(TASK DETAILS): Every line of the records below from the line with "- whole-parameter replacement;" up to and including the line with "wrong token labels." must be reproduced exactly, and no line outside that range.

Collected data entries
#####

PR #1766, opened 2026-09-10
Fix JacobianLens dictionary cache invalidation

### LINKED ISSUE #1765: [Bug] JacobianLens reuses a stale full-vocabulary dictionary after unembedding weights change
## Bug description

`JacobianLens.lens_vector_dictionary()` caches its full-vocabulary result only by `(layer, device)`, even though the result also depends on the supplied model's current `W_U`.

After `W_U` changes, the method silently returns the old dictionary. This affects `decompose()`, `coordinate_patch()`, and `occupancy()`, and can assign a residual direction to the wrong vocabulary token while still reporting zero reconstruction error.

## Reproduction

On current `dev` (`90ac6f0b`), using the existing network-free `_ToyBridge` and an identity Jacobian lens:

```text
baseline_max_diff=0.000000000
cache_object_reused=True
direct_changed_ratio=2.000000000
cached_changed_max=0.000000000
stale_dictionary_max_diff=0.405797064
after_clear_max_diff=0.000000000
```

The sequence was:

1. Populate `lens_vector_dictionary()`.
2. Mutate the same model's unembedding weight in place by multiplying it by 2.
3. Compare the cached dictionary with `lens_vectors()` over the whole vocabulary.

`lens_vectors()` immediately reflects the new weights, while `lens_vector_dictionary()` returns the previous object unchanged. Calling `clear_device_cache()` repairs the result.

A row-swap variant is more concerning: after swapping unembedding rows 0 and 1, decomposition of the current token-0 direction can select the old token label with zero reconstruction error.

## Root cause

The cache currently uses:

```python
cached = self._dictionary_cache.get((layer, device))
```

The key contains no model, parameter/storage identity, or tensor version. `validate_model()` checks compatible metadata and dimensions, but it cannot detect weight mutation. This includes supported workflows such as temporary parameter swaps, optimizer steps, `copy_()`, whole-parameter replacement, and reuse with another compatible model instance.

## Suggested fix

Associate each cached dictionary with a fingerprint of the `W_U` used to build it. The fingerprint should distinguish model/storage identity and include the tensor version, shape, dtype, and device. Model identity alone is insufficient because an optimizer step mutates the same parameter object.

The implementation should retain cache hits for an unchanged model while rebuilding after:

- in-place `W_U.copy_()` or optimizer updates;
- whole-parameter replacement;
- a temporary parameter swap, both inside and after the context;
- use with a second compatible model instance.

## Duplicate check

Searched open and closed Issues and PRs for `JacobianLens dictionary cache W_U`, `lens_vector_dictionary cache`, and related stale-cache/weight-mutation terms on 2026-09-10; no match found.

emerardd:
# Description

`JacobianLens.lens_vector_dictionary()` previously cached a full-vocabulary dictionary only by layer and device. Reusing the lens after an optimizer step, an in-place or temporary unembedding edit, a parameter replacement, or with another compatible model could therefore return a stale dictionary and silently attach residual directions to the wrong token labels.

This change retains one detached `W_U` snapshot per device and compares it with the current unembedding using on-device `torch.equal`. Unchanged weights retain the existing object-level dictionary cache hit; a content change invalidates every cached layer on that device. This covers `.data` writes that bypass PyTorch's version counter and parameter replacements after allocator address reuse, without copying weights to the host or hashing them on every cache lookup.

The regression coverage verifies cache hits for unchanged weights and invalidation after `copy_()`, an optimizer step, `.data` mutation without a version increment, whole-parameter replacement after the old parameter has been released, temporary parameter swapping in both directions, and reuse with a second compatible model. It also verifies that one snapshot is shared across layers, a change invalidates every layer on the affected device, and an unembedding row swap cannot make decomposition return the old token label with zero residual.

Fixes #1765

## Type of change

### Screenshots

Not applicable.

# Validation

- `uv run --no-cache --no-sync pytest tests/unit/tools/test_jacobian_lens.py tests/unit/tools/test_jacobian_lens_coordinate_patch_hooks.py -q` — 122 passed
- `uv run --no-cache --no-sync mypy .` — success across 397 source files
- pycln, isort, Black, and `git diff --check` — passed for the affected surface

The complete `make test-pr` surface was not run locally.

# Checklist:

- [ ] New and existing unit tests pass locally with my changes — only the affected unit-test surface was run

### DIFF
--- a/transformer_lens/tools/analysis/jacobian_lens.py
+++ b/transformer_lens/tools/analysis/jacobian_lens.py
@@ -64,6 +64,7 @@ import warnings
 from dataclasses import dataclass
 from importlib.metadata import version
 from typing import Any, Callable, Dict, List, Optional, Sequence, Tuple, Union
+from weakref import ref
 
 import torch
 from jaxtyping import Float, Int
@@ -213,6 +214,29 @@ class JacobianLensReadout:
         return out
 
 
+@dataclass(frozen=True)
+class _UnembeddingFingerprint:
+    model_ref: Any
+    data_ptr: int
+    version: int
+    shape: Tuple[int, ...]
+    stride: Tuple[int, ...]
+    dtype: torch.dtype
+    device: torch.device
+
+
+def _unembedding_fingerprint(model: Any, unembed: torch.Tensor) -> _UnembeddingFingerprint:
+    return _UnembeddingFingerprint(
+        model_ref=ref(model),
+        data_ptr=unembed.data_ptr(),
+        version=unembed._version,
+        shape=tuple(unembed.shape),
+        stride=tuple(unembed.stride()),
+        dtype=unembed.dtype,
+        device=unembed.device,
+    )
+
+
 class JacobianLens:
     """A fitted Jacobian lens: one transport matrix per source layer.
 
@@ -255,7 +279,9 @@ class JacobianLens:
         self.d_model = int(d_model)
         self.metadata: Dict[str, Any] = dict(metadata or {})
         self._device_jacobians: Dict[Tuple[int, torch.device], torch.Tensor] = {}
-        self._dictionary_cache: Dict[Tuple[int, torch.device], torch.Tensor] = {}
+        self._dictionary_cache: Dict[
+            Tuple[int, torch.device], Tuple[_UnembeddingFingerprint, torch.Tensor]
+        ] = {}
 
     @property
     def source_layers(self) -> List[int]:
@@ -832,9 +858,9 @@ class JacobianLens:
         """Full-vocabulary J-lens dictionary at ``layer``: ``[d_vocab, d_model]``.
 
         Row ``t`` is the J-lens vector ``v_t = J[layer]^T W_U[:, t]`` -- this is
-        :meth:`lens_vectors` over the entire vocabulary. The result is cached per
-        (layer, device) so a sparse decomposition can reuse it; :meth:`clear_device_cache`
-        releases it.
+        :meth:`lens_vectors` over the entire vocabulary. The result is cached while the
+        model's unembedding is unchanged so a sparse decomposition can reuse it;
+        :meth:`clear_device_cache` releases it.
 
         The dictionary is vocabulary-sized and cached on the model's device
         (``d_vocab * d_model`` fp32 values, on the order of gigabytes for a large
@@ -849,13 +875,16 @@ class JacobianLens:
         """
         self.validate_model(model)
         layer = _normalize_layer(layer, model.cfg.n_layers)
-        device = torch.device(model.W_U.device)
-        cached = self._dictionary_cache.get((layer, device))
-        if cached is None:
+        unembed = model.W_U
+        device = torch.device(unembed.device)
+        fingerprint = _unembedding_fingerprint(model, unembed)
+        entry = self._dictionary_cache.get((layer, device))
+        if entry is None or entry[0] != fingerprint:
             matrix = self._matrix_on(layer, device)  # [d_model, d_model]
-            cached = (matrix.T @ model.W_U.float()).T  # [d_vocab, d_model]
-            self._dictionary_cache[(layer, device)] = cached
-        return cached
+            dictionary = (matrix.T @ unembed.float()).T  # [d_vocab, d_model]
+            entry = (fingerprint, dictionary)
+            self._dictionary_cache[(layer, device)] = entry
+        return entry[1]
 
     @torch.no_grad()
     def decompose(
--- a/transformer_lens/tools/analysis/jacobian_lens.py
+++ b/transformer_lens/tools/analysis/jacobian_lens.py
@@ -60,7 +60,6 @@ Example::
     print(result.top_tokens(model.tokenizer, k=5)[8][-1])  # layer 8, final position
 """
 
-import hashlib
 import warnings
 from dataclasses import dataclass
 from importlib.metadata import version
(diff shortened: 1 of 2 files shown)


transformer_lens/tools/analysis/jacobian_lens.py
```diff
@@ -213,6 +214,29 @@ def top_tokens(self, tokenizer: Any, k: int = 5) -> Dict[int, List[List[str]]]:
...
+    stride: Tuple[int, ...]
+    dtype: torch.dtype
+    device: torch.device
+
+
+def _unembedding_fingerprint(model: Any, unembed: torch.Tensor) -> _UnembeddingFingerprint:
+    return _UnembeddingFingerprint(
+        model_ref=ref(model),
+        data_ptr=unembed.data_ptr(),
+        version=unembed._version,
```
jlarson4: `.data` deliberately does not share a tensor's version counter, and a `.data` write also leaves `data_ptr`, `shape`, `stride`, `dtype`, `device` and the model object identical. Every fingerprint field matches and the stale dictionary is served. #1765's headline symptom survives here: swap unembedding rows with `weight.data[[0, 1]] = weight.data[[1, 0]]` and `decompose` labels the current token-0 direction as token 1 with a zero residual. `weight.data.copy_()` and `weight.data.fill_()` are an established pattern in this repo — `test_linear_bridge.py` uses both.

Please base the fingerprint on the unembedding's contents rather than on its identity metadata; a cheap digest costs far less than the `d_model² × d_vocab` matmul it guards.

transformer_lens/tools/analysis/jacobian_lens.py
```diff
@@ -213,6 +214,29 @@ def top_tokens(self, tokenizer: Any, k: int = 5) -> Dict[int, List[List[str]]]:
...
+    shape: Tuple[int, ...]
+    stride: Tuple[int, ...]
+    dtype: torch.dtype
+    device: torch.device
+
+
+def _unembedding_fingerprint(model: Any, unembed: torch.Tensor) -> _UnembeddingFingerprint:
+    return _UnembeddingFingerprint(
+        model_ref=ref(model),
+        data_ptr=unembed.data_ptr(),
```
jlarson4: `data_ptr()` is an address, not an identity. Release the unembedding parameter and allocate its replacement, and the allocator hands back the same address; a replacement built by `torch.empty(...).fill_()` or loaded from a checkpoint carries the same small `_version` as the parameter it replaced. Both fields collide, the fingerprint matches, and `decompose`, `coordinate_patch` and `occupancy` all keep serving the pre-replacement dictionary. Whole-parameter replacement is one of the scenarios this change is meant to cover; `test_lens_vector_dictionary_invalidates_after_parameter_replacement` misses it because `2 * weight.detach()` is allocated while the old parameter is still alive, so the two can never share an address.

Can we add a replacement case that releases the old parameter before allocating its replacement and make the fingerprint survive it?

jlarson4 (commented):
@emerardd Great work on this, thanks for bringing this issue to our attention. Just a couple small comments on the `_unembedding_fingerprint` function

transformer_lens/tools/analysis/jacobian_lens.py
emerardd: Fixed in c84e4a72. The replacement regression now removes the old registered parameter, runs gc.collect(), asserts that a weak reference is dead, and only then allocates the replacement. The production fingerprint no longer uses data_ptr, so allocator address reuse cannot produce a stale cache hit; if the logical contents match, the cached dictionary remains valid.

transformer_lens/tools/analysis/jacobian_lens.py
emerardd: Fixed in c84e4a72. The fingerprint now hashes the logical W_U contents with BLAKE2b (plus shape, dtype, and device), so .data writes no longer depend on _version. I added the row-swap regression and assert the version remains unchanged; decomposition selects the current token label with zero residual.

jlarson4: A small follow up on this: 

Would it be possible to detect the change on-device instead of hashing host bytes? Something like `torch.equal` against a retained copy of `W_U`.

As it's built here, `.contiguous()` always materializes a full copy, `.cpu()` adds a device->host transfer and a sync on a GPU model, and then `blake2b` hashes the whole buffer single-threaded, against a matmul that is multi-threaded BLAS. At GPT-2 scale the guard costs roughly eight times the rebuild it protects, so the cache is now slower than having no cache at all, and it is still a net loss at Llama-3-8B's `d_model`.

emerardd: Addressed in 5d76b4c6. I replaced the host-side BLAKE2b fingerprint with one detached W_U snapshot per device and compare it with the current unembedding using on-device torch.equal. When the contents change, all dictionary entries on that device are invalidated and the single shared snapshot is refreshed, avoiding both the device-to-host transfer and per-layer snapshot duplication. clear_device_cache() now releases the snapshots as well. I added coverage that verifies the snapshot is shared across layers and that a mutation invalidates every cached layer on the affected device.

koriyoshi2041 (approved):
Validated the latest on-device snapshot implementation at `5d76b4c6`: the two JacobianLens test modules pass 122/122 locally, including `.data` mutation, parameter replacement, cross-model reuse, and cross-layer invalidation; diff hygiene is clean. The shared per-device snapshot also removes the earlier host-transfer/hash cost while preserving content-based invalidation.

transformer_lens/tools/analysis/jacobian_lens.py
jlarson4: Awesome, thank you @emerardd, looks great, merging now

#####

(TASK RESPONSE):
- whole-parameter replacement;
- a temporary parameter swap, both inside and after the context;
- use with a second compatible model instance.

## Duplicate check

Searched open and closed Issues and PRs for `JacobianLens dictionary cache W_U`, `lens_vector_dictionary cache`, and related stale-cache/weight-mutation terms on 2026-09-10; no match found.

emerardd:
# Description

`JacobianLens.lens_vector_dictionary()` previously cached a full-vocabulary dictionary only by layer and device. Reusing the lens after an optimizer step, an in-place or temporary unembedding edit, a parameter replacement, or with another compatible model could therefore return a stale dictionary and silently attach residual directions to the wrong token labels.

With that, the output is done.